Benchmarking Algorithms¶
SustainDC supports a variety of reinforcement learning algorithms for benchmarking. This section provides an overview of the supported algorithms and highlights their differences.
Supported Algorithms¶
Abbr. |
Algorithm |
Description |
Use Case |
---|---|---|---|
PPO |
Proximal Policy Optimization |
Balances simplicity and performance with a clipped objective function for stable training |
Single-agent environments |
IPPO |
Independent PPO |
Each agent operates independently with its own policy and value function |
Multi-agent systems with distinct roles |
MAPPO |
Multi-Agent PPO |
Uses a centralized value function for better coordination among agents |
Cooperative multi-agent tasks |
HAPPO |
Heterogeneous Agent PPO |
Designed for heterogeneous agents with different observation and action spaces |
Complex environments with diverse agents |
HATRPO |
Heterogeneous Agent Trust Region Policy Optimization |
Adapts TRPO for heterogeneous multi-agent settings with stability and robustness |
Complex environments requiring robust policy updates |
HAA2C |
Heterogeneous Agent Advantage Actor-Critic |
Extends A2C to multi-agent settings with individual actor and critic networks |
Scenarios with different types of observations and actions |
HAD3QN |
Heterogeneous Agent Dueling Double Deep Q-Network |
Combines dueling networks and double Q-learning for stability and performance |
Environments needing fine-grained action distinctions |
HASAC |
Heterogeneous Agent Soft Actor-Critic |
Uses entropy regularization for exploration in multi-agent settings |
Adapted to discrete action spaces and high exploration needs |
Differences and Use Cases¶
PPO vs. IPPO: PPO is for single-agent setups, while IPPO suits multi-agent environments with independent learning.
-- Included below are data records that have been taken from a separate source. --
Issue #2834, opened 2021-03-03
--coin --synthcover is not working


ataymano:
#### Describe the bug
--cb_explore_adf --coin --synthcover is not working in many simple cases

#### To Reproduce
```
def generate(fname, count):
    examples = [
            [
                'shared |s f1',
                '0:-3:0.5 |a f1',
                '|a f2'
            ],
            [
                'shared |s f1',
                '|a f1',
                '1:-1:0.5 |a f2'
            ]
        ]
    with open(fname, 'w') as f:
        for i in range(count):
            for l in examples[i % 2]:
                f.write(l + '\n')
            f.write('\n')
```

#### Expected behavior
We should learn that action 0 is the best and average loss should converge to 3 (or 3 - exploration)

#### Observed Behavior
--coin --synthcover stuck in [0.5, 0.5] state
![image](https://user-images.githubusercontent.com/41013086/109837463-3330ef80-7c13-11eb-8e7a-ea3e9245d80c.png)

####  How did VW behave? Please include any stack trace, log messages or crash logs.
Here:
https://github.com/VowpalWabbit/vowpal_wabbit/blob/4ac29b313299900e5eca36e747cfdc49f250761c/vowpalwabbit/cb_explore_adf_synthcover.cc#L102
we are clipping our predicted cost by min/max of logged costs which make sense only under assumption that predicted cost should converge to the real one.
That seems to be not true for --coin - we have some constant factor there. In this specific case it seems to tend to [-9, -3] which is going out of [-3, -1] and causing both costs to be clipped to -3.

```
generate('test.txt, 100000)

vw --cb_explore_adf -d test.txt --invert_hash inv_hash.txt --coin --synthcover


inv_hash.txt:
:0
a^f1:47870:-4.92344
a^f2:91850:1.07656
Constant:116060:-2.03828
s^f1:205995:-2.03828
```

Haven't checked yet what is going on inside coin, but is it fair to rely on that convergence in synthcover (@pmineiro)?

pmineiro:
synthcover has a hyperparameter which is the "reward difference allowed to
explore over".  this might need a setting different than default for this
problem.  let's discuss.

PR #2844, opened 2021-03-09
coin weights fix

ataymano:
If we are using coin for any regression, weights in the model are not giving us predictions that converge to observed costs, but have some constant multiplier (weighted average of all examples squared norms).
Proof:
```
def generate(fname, count):
    with open(fname, 'w') as f:
        for i in range(count):
            f.write('2:0.5 | f1 f2 f3\n')

generate('data.txt', 1000000)

vw -d data.txt --invert_hash model_no_coin.txt
vw -d data.txt --coin --invert_hash model_coin.txt

model_no_coin.txt:
f2:82936:0.5
Constant:116060:0.5
f3:222792:0.5
f1:259761:0.5

0.5 + 0.5 + 0.5 + 0.5 = 2

model_coin.txt:
:82936:2
:116060:2
:222792:2
:259761:2

2 + 2 + 2 + 2 = 8

```

Reason for that is the following:
coin is implemented as mode of ftrl, and there are 2 predict methods are used here:
[ftrl::predict](https://github.com/VowpalWabbit/vowpal_wabbit/blob/f105fbf26c9bcc0025fd2547299db67144201a79/vowpalwabbit/ftrl.cc#L77) (which is pretty much GD::predict)
[coin_betting_predict](https://github.com/VowpalWabbit/vowpal_wabbit/blob/f105fbf26c9bcc0025fd2547299db67144201a79/vowpalwabbit/ftrl.cc#L209) - which is used only inside learn_coin_betting and expected to return unnormalized prediction (according to [this](https://github.com/VowpalWabbit/vowpal_wabbit/blob/f105fbf26c9bcc0025fd2547299db67144201a79/vowpalwabbit/ftrl.cc#L219))

So every stack that is relying on predictions from base::predict has to deal with scaled predictions (and may fail if it relies on them to converge to logged costs, like #2834).

Here is quick patch which is about explicitly normalizing prediction before returning from ftrl::predict.
Still looking how to do it properly, but please let me know if you have suggestions.

@bremen79, it would be amazing if you can take a look and suggest something here (or is there a paper with details of this algorithm variation exists somewhere?).


ataymano:
This diff is completely fixing example reported in #2834.

Results on cbified 500 OpenML classification data sets:

1) Epsilon-greedy + coin
image

2) SquareCB + coin
image

3) Bagging + coin
image

4) Softmax + coin
image

5) Synthcover + coin
image

6) Cover + coin
image


So, cover and synthcover got better, but is not fixed completely. Looking more into it.

bremen79:
Hi, I'll try to take a look this weekend.

bremen79:
I have taken a look at the code: the change looks good to me.
Regarding the source of this algorithm: there is no paper for this variation. The main algorithm is COCOB (that is published), but then there are a bunch of tricks: monitoring the range of the samples, the Lipschitz constant and the normalization you fixed. The normalization actually comes from the code of John of SGD: I added it because empirically it improved the performance, but I don't have a clear reason on why this is a good idea...

ataymano:
> I have taken a look at the code: the change looks good to me.
> Regarding the source of this algorithm: there is no paper for this variation. The main algorithm is COCOB (that is published), but then there are a bunch of tricks: monitoring the range of the samples, the Lipschitz constant and the normalization you fixed. The normalization actually comes from the code of John of SGD: I added it because empirically it improved the performance, but I don't have a clear reason on why this is a good idea...

Thank you for reviewing!
Some tests are failing (because of changed stdout) - still going to double check that there is nothing wrong with them and will merge later this week.

jackgerrits (approved):

ataymano:
Fixes #2834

IPPO vs. MAPPO: IPPO treats agents independently; MAPPO coordinates agents with a centralized value function, ideal for cooperative tasks.
MAPPO vs. HAPPO: Both use centralized value functions, but HAPPO is for heterogeneous agents with different capabilities.
HAPPO vs. HATRPO: HAPPO uses PPO-based updates; HATRPO adapts TRPO for more stable and robust policy updates in heterogeneous settings.
HAPPO vs. HAA2C: HAPPO is PPO-based; HAA2C extends A2C to multi-agent systems, offering stability and performance trade-offs.
HAA2C vs. HAD3QN: HAA2C is an actor-critic method; HAD3QN uses value-based learning with dueling and double Q-learning
HAD3QN vs. HASAC: HAD3QN is value-based; HASAC uses entropy regularization for environments with continuous action spaces.
By supporting a diverse set of algorithms, SustainDC allows researchers to benchmark and compare the performance of various reinforcement learning approaches in the context of sustainable DC control.